The Post SMTP plugin for WordPress, widely used for email deliverability and SMTP management, contains a missing authorization vulnerability identified as CVE-2026-2559. The root cause is the absence of a capability check (current_user_can()) and nonce verification in the handle_office365_oauth_redirect() function, which is triggered during the admin_init hook. This flaw allows any authenticated user with at least Subscriber privileges to craft a URL that modifies the Office 365 OAuth mail configuration options, including sensitive tokens and user email addresses. These configuration options are critical as they are used during the Microsoft365 SMTP setup wizard, which is only available in the Pro version of the plugin. By overwriting these settings, an attacker can cause an administrator to unknowingly connect the plugin to an attacker-controlled Azure application, potentially enabling interception or manipulation of outbound emails. The vulnerability does not impact confidentiality directly but severely compromises integrity by allowing unauthorized changes to email configuration, which could facilitate further attacks such as phishing or data exfiltration. Exploitation requires authenticated access but no user interaction beyond visiting a crafted URL. The vulnerability affects all versions up to 3.8.0, and no patches are currently listed, indicating the need for immediate attention from users of this plugin. No known exploits have been reported in the wild, but the potential impact warrants proactive mitigation.

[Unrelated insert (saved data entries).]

PR #2457, opened 2017-01-19
Fix for #2456

### LINKED ISSUE #2456: Akka.Cluster.Tools client settings - setting buffer-size to 0 causes exception
I upgraded cluster tools from 1.1.1 to 1.1.2.30-beta and it appears that disabling the cluster client buffer now throws an exception:
**System.ArgumentException: BufferSize must be >= 0 and <= 10000**
```
                # If connection to the receptionist is not established the client will buffer
                # this number of messages and deliver them the connection is established.
                # When the buffer is full old messages will be dropped when new messages are sent
                # via the client. Use 0 to disable buffering, i.e. messages will be dropped
                # immediately if the location of the singleton is unknown.
                # Maximum allowed buffer size is 10000.
                buffer-size = 0
```

Danthar:
close #2456

- Changed range check in ClusterClientSettings
- Updated specs
- Verified that 0 is an actual valid value used in the ClusterClient


src/contrib/cluster/Akka.Cluster.Tools.Tests/ClusterClient/ClusterClientConfigSpec.cs
```diff
@@ -42,7 +42,7 @@ public void ClusterClientSettings_must_have_default_config()
         }
 
         [Theory]
-        [InlineData(0)]
+        [InlineData(-1)]
         [InlineData(10001)]
         public void ClusterClientSettings_must_throw_exception_on_wrong_buffer(int bufferSize)
```
Aaronontheweb: Need to add a separate spec that verifies that a 0 setting works and `ClusterClient` can start correctly, in addition to this one.

Danthar:
Disabled spec because it still has some issues. This way this fix can be merged with 1.1.3.
A new PR will be made to fix the spec.

Issue #2443, opened 2017-01-11
Akka.Remote generated types for Protobuf have no namespace and collide with framework types


julienadam:
In [src/core/Akka.Remote/Proto/Wireformats.cs](https://github.com/akkadotnet/akka.net/blob/dev/src/core/Akka.Remote/Proto/Wireformats.cs), types are generated without a namespace.

Among them is CommandType which has the same name as System.Data.CommandType. This causes build issues like this :

``` csharp
using System.Data;
class Foo
{
    CommandType t = CommandType.StoredProcedure; // <-- Doesn't compile
}
```

Generated types should be in a namespace to avoid these name collisions. It shouldn't affect serialization, unless full type names are also serialized and / or used for serialization.

Danthar:
Its probably an oversight on our end that these are not in a proper namespace. We can enable this in our proto compile step. But im not sure if this would break backward compat. @akkadotnet/core Can someone comment on that ?

Aaronontheweb:
@Danthar these types are marked as `public`  but they're not really exposed in any meaningful way outside of the Akka.Remote built-in message type serializer. We could re-run the protobuf compiler with a namespace setting to correct this. Might have to stick a shim into the Akka.Remote serializers to account for the namespace difference but I don't think it'd be a catastrophic change.

Aaronontheweb:
Resolved by #2459

PR #2459, opened 2017-01-19
Fix for Issue #2443

Danthar:
I noticed that the resulting layout of the files are very different. Since the proto files are unchanged. It should not really matter.


Danthar:
This pr only addresses: #2443

However i noticed the other proto generated classes also, aren't in their respective namespaces.

Danthar:
Needs some more work to fix build issues.

Aaronontheweb:
@Danthar need to approve the updated API for Akka.Remote

src/core/Akka.API.Tests/CoreAPISpec.ApproveRemote.approved.txt
```diff
@@ -8,959 +8,6 @@
 [assembly: System.Runtime.InteropServices.ComVisibleAttribute(false)]
 [assembly: System.Runtime.InteropServices.GuidAttribute("78986bdb-73f7-4532-8e03-1c9ccbe8148e")]
 [assembly: System.Runtime.Versioning.TargetFrameworkAttribute(".NETFramework,Version=v4.5", FrameworkDisplayName=".NET Framework 4.5")]
-public sealed class AckAndEnvelopeContainer : Google.ProtocolBuffers.GeneratedMessage<AckAndEnvelopeContainer, AckAndEnvelopeContainer.Builder>
```
Aaronontheweb: While I think this change is good, we need to check that this doesn't break the wire format with versions of Akka.NET 1.1.3 and earlier

Danthar: uhm, your comparing the wrong side here?

src/core/Akka.API.Tests/CoreAPISpec.ApproveRemote.approved.txt
```diff
@@ -1309,6 +356,962 @@ namespace Akka.Remote
         public override string ToString() { }
     }
 }
+namespace Akka.Remote.Proto
+{
+    public sealed class AckAndEnvelopeContainer : Google.ProtocolBuffers.GeneratedMessage<Akka.Remote.Proto.AckAndEnvelopeContainer, Akka.Remote.Proto.AckAndEnvelopeContainer.Builder>
+    {
```
Danthar: This part is current code. 
As you can see, its still the same. Just wrapped in an namespace.

However because if the difference in layout. The entire file became hard to compare. Which is also why the api approval changes are huge.

Danthar:
I do understand your concerns though @Aaronontheweb . However short of manually lining up the ApiApproval before and after files. It seems like something hard to verify.

The main problem is probably that the newer version of protobuf used generated a different layout. Which makes comparing the changes hard.
What i could do, is regenerate the files without the namespace change. And then compare those against the files, with the namespace change. 
Then the layouts should be the same. So any differences should be visible much more clearly.

Im also open to other suggestions.

Aaronontheweb:
@Danthar run one actorsystem using the latest from NuGet and have it message a second instance created from your local branch with the protobuf changes over Akka.Remote. Only sure way to know.

Danthar:
Yeah I realized that. However I dismissed that option, because I feel like its not an exhaustive enough test ?

Either way, ill rebuild the ChatServer example for both versions of Akka and test with that.

Danthar:
Ok. I manually verified that 1.1.3 clients can connect and communicate with a client running the latest changes. And vice versa. 
Since i've used the ChatServer example for this. I have tested this with a server running the latest, and a server running the 1.1.3. And also with a mix of clients for both server versions, where i had a few clients running the 1.1.3 binaries, and a few running off of my branch.

It all worked like a charm. 👍

Aaronontheweb:
Cool, I'm satisfied then!

Aaronontheweb:
Tested this locally too. Was able to join a lighthouse cluster running Akka 1.1.3 using this branch, including the dotnetty transports!!!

The primary impact of CVE-2026-2559 is unauthorized modification of critical email configuration settings within WordPress sites using the Post SMTP plugin Pro version. This can lead to attackers redirecting email traffic through their own Azure applications, enabling interception, manipulation, or spoofing of emails sent from the affected site. Such control over email delivery can facilitate phishing attacks, data leakage, and loss of trust in organizational communications. While the vulnerability does not directly expose confidential data, it undermines the integrity of email systems, which are often used for sensitive communications and authentication workflows. Organizations relying on Microsoft365 SMTP through this plugin are at risk of having their email infrastructure compromised, potentially impacting business operations, compliance, and reputation. The requirement for authenticated access limits exposure to insiders or compromised accounts but does not eliminate risk, as Subscriber-level accounts are common in WordPress environments. The absence of known exploits suggests limited current exploitation, but the vulnerability's nature makes it a valuable target for attackers seeking persistent access or lateral movement within compromised environments.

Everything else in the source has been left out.